Leri Weill Dyschondrosteosis is a type of dysplasia associated with Madelung deformity. Madelung’s deformity is an abnormality of the wrist caused by a growth disturbance that retards the development of the ulnar and volar portions of the distal radial physis.
The eponym gives credit to Otto W. Madelung, who described this entity. Carpus curvus, radius curvus, and progressive subluxation of the wrist, manus valgus, and manus furca are other terms used for this condition.
The primary deformity is bowing of the distal end of the radius, which is the most typical form curves in a volar direction while the ulna continues to grow in a straight line. The distal ends of the radius and ulna are at different levels in the lateral plane. That of the ulna has maintained its original normal position, while that of the radius has curved down to a volar level.
Leri Weill Dyschondrosteosis is a form of mesomelic dwarfism and was first described by Leri and Weill in 1929. Leri Weill dyschondrosteosis is characterized by
- Variable short stature
- Short forearms,
- Tibial/fibular shortening.
The height of these patients is usually is less than the 25th percentile. The features become more pronounced clinically during adolescence.
No other abnormalities are commonly associated.
Forearm shortening is bilateral and appears almost identical to that in primary MD. One of the differentiating features is that the proximal radius is involved in patients with Leri Weill dyschondrosteosis whereas it is not involved in primary Madelung deformity.
Both dyschondrosteosis and Madelung deformity are transmitted in an autosomal dominant fashion and the diseases are more predominant in females.
This condition needs to be differentiated in case of bilateral Madelung deformity.
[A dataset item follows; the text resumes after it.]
PR #173, opened 2023-06-29
Cm.com extension

### LINKED ISSUE #170: cm.com extension - Communications Platform for Messaging & Voice
[cm.com](http://cm.com/) is a communications Platform for Messaging & Voice and is in that perspective very similar to our Twilio extension. Heilig-Hart Lier (Belgium hospital) uses [cm.com](http://cm.com/) as their notification provider.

Many children with unilateral and bilateral Madelung deformity have normal stature and no other characteristic of dyschondrosteosis.
It appears that while they may be related but are separate entities. In primary Madelung deformity without Leri Weill dyschondrosteosis the height of the child is above the 25th percentile in height and there would be no family history of dyschondrosteosis.
A patient who is less than 5 feet tall at skeletal maturity with the involvement of the proximal radius with a relatively short tibia and fibula is likely to have Leri Weill dyschondrosteosis.
- 8Shares
1 7
My daughter , 13, gymnast was diagnosed with Madelung's deformity.
The bone is sticking out and you can move and push on it and it pushes down and up.
She pounds on the wrist with gymnastics as she is a high level competitor.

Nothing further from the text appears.